PR #1211, opened 2024-11-29
initial commit, adding header links to sidebar on mobile

thisisjofrank:


overrides.css
```diff
@@ -63,8 +63,8 @@ that are generated by deno_doc, the tool that powers the API reference documenta
   @apply ml-1 !important;
 }
 
-.doc .toc :not(.documentNavigation) > a {
-  @apply text-xl !important;
+.ddoc .z-50 {
+  z-index: 49 !important;
```
thisisjofrank, line 67: sorry for this hack, I can't edit the z-50 on the reference doc that is generated

philhawksworth:
This is great as it solves the immediate problem of the inability to navigate some parts of the top-level hierarchy on mobile, but I'm not quite sure about the behaviour in the API reference part of the site.

It feels of to me that the sub sections (deno, web, node) appear in the same format as additional top-level nav items in the sidebar when in that section.

If those secondary nav items appear in the sidebar, then I think they need to be visually distinct from the top-level nav items.

Screenshot 2024-12-11 at 17 26 03


It may be that the solution is also desirable anyway — to make the visual treatment of the top-level nav items in the sidebar a little different and contained from the other items. 

Astro have a good treatment of the same thing in their upcoming docs release that we might take some inspiration from:

Screenshot 2024-12-11 at 17 29 26

overrides.css
josh-collinsworth: Can you isolate it instead? May be a little cleaner. https://tailwindcss.com/docs/isolation

josh-collinsworth:
@philhawksworth @thisisjofrank I pushed a commit to stylize the "section picker" per Phil's feedback. I think it's in pretty ok shape, but I haven't tested it extensively. If you'd like to change it (or just blow the commit away) feel free.

thisisjofrank:
@josh-collinsworth I love this, looks super nice. We should apply it to the mobile sidebar on the homepage too, which somehow doesn't seem to be getting the styles. Can take a look tomorrow if you've no time.

philhawksworth (approved):
This is great! Going to make things feel far simpler

PR #1221, opened 2024-11-30
chore: prevent button text from wrapping

ryuapp:
Prevent text inside buttons from wrapping on iPhone SE.

Current:
image

This PR:
image


kt3k (approved):
LGTM. Thanks!

Issue #1088, opened 2024-10-29
Enhance Deno's Mocking Documentation and Examples


nirnay-raval-st10:
- Deno's current documentation, including the "Docs by Example" section, lacks comprehensive coverage of mocking techniques and practical examples. This makes it challenging for developers, especially those new to Deno, to understand and effectively utilize mocking in their testing strategies.

adit-bala:
Hey can i try making a pr and contributing this @thisisjofrank?

thisisjofrank:
> Hey can i try making a pr and contributing this @thisisjofrank?

Of course! That would be very appreciated.

adit-bala:
> > Hey can i try making a pr and contributing this @thisisjofrank?
> 
> Of course! That would be very appreciated.

Will try and get something in by the end of the week!

PR #1222, opened 2024-11-30
docs(examples): add example for spy functions

adairo:
Hello deno community!
I added an example for how to spy on functions using `std@testing/mock`

Related to issue #1088 

I wasn't sure in which group put this example so I kinda created a new group for 'Testing'. I want to upload another example on how to use stubs. It seems like the group should be created elsewhere in order to appear as a correct group (titlecase), I would really appreciate little help on this :)

### DIFF
--- a/examples/spy-functions.ts
+++ b/examples/spy-functions.ts
@@ -14,36 +14,36 @@
 import { assertSpyCall, assertSpyCalls, spy } from "jsr:@std/testing/mock";
 
 function log(message: string) {
-    console.log(message);
+  console.log(message);
 }
 
 const logger = { log };
 
 Deno.test("logger uses the log function", () => {
-    // Create a spy on the `logger.log` method.
-    const logSpy = spy(logger, "log");
+  // Create a spy on the `logger.log` method.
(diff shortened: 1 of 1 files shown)


examples/spy-functions.ts
```diff
@@ -0,0 +1,49 @@
+/**
+ * @title Spy functions
+ * @difficulty intermediate
+ * @tags cli, deploy
+ * @run <url>
+ * @resource {https://jsr.io/@std/testing/doc/mock#spying} Spy docs on JSR
+ * @resource {https://www.typescriptlang.org/docs/handbook/release-notes/typescript-5-2.html} Typescript docs for `using` keyword
```
kt3k, line 7: Good reference 👍

kt3k (approved):
LGTM

(Maybe we can also add more advanced examples where spied functions are called indirectly via some other functions. But this one seems just fine for giving the basic idea of spying)

adairo:
Thank you very much @kt3k for taking the time to review this. For sure I'll consider adding more advanced examples.

PR #1231, opened 2024-12-03
docs(example): add new example for test stubs

adairo:
Hi everyone!

Here is an example of how to use test stubs on Deno.

related to #1088

Hope it helps new deno users to get a grasp of these cool testing features.


kt3k (approved):
LGTM. Thanks!

PR #1232, opened 2024-12-04
Add DuckDB Example

YTKme:
Adding an example for using DuckDB.

Few items to note as I was working on the example

- I was working with Windows 11 and WSL 2 on Debian, and followed the [Pre-requisite setup (Linux)](https://github.com/suketa/ruby-duckdb?tab=readme-ov-file#pre-requisite-setup-linux) steps from [suketa/ruby-duckdb](https://github.com/suketa/ruby-duckdb) to install DuckDB to resolve `Error: Could not open library: Could not open library: libduckdb.so`.
- Encountered issue with `query` function when using [littledivy/duckdb](https://github.com/littledivy/duckdb) binding from [deno.land/x](https://deno.land/x/duckdb), but `stream` and `prepare` example worked fine. (will try to file issue for this one)


kt3k:
I'm not sure duckdb is worth mentioning here... Is it comparable with other entries like `redis`, `postgres`, `supabase`, `mongodb`, or `sqlite`?

YTKme:
> I'm not sure duckdb is worth mentioning here... Is it comparable with other entries like `redis`, `postgres`, `supabase`, `mongodb`, or `sqlite`?

There are similarities. The current use cases are mainly for data science, and can handle concurrency well. It basically is a combination of `redis` and `sqlite`, and I believe there would be some use cases for it.

kt3k (approved):
Ok. Let's try to include this

LGTM

(Note: x/duckdb is Divy's project)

• Your objective: Search the lines above for the string "treatment", then show every one that has it.

• Task answer:
It may be that the solution is also desirable anyway — to make the visual treatment of the top-level nav items in the sidebar a little different and contained from the other items. 
Astro have a good treatment of the same thing in their upcoming docs release that we might take some inspiration from:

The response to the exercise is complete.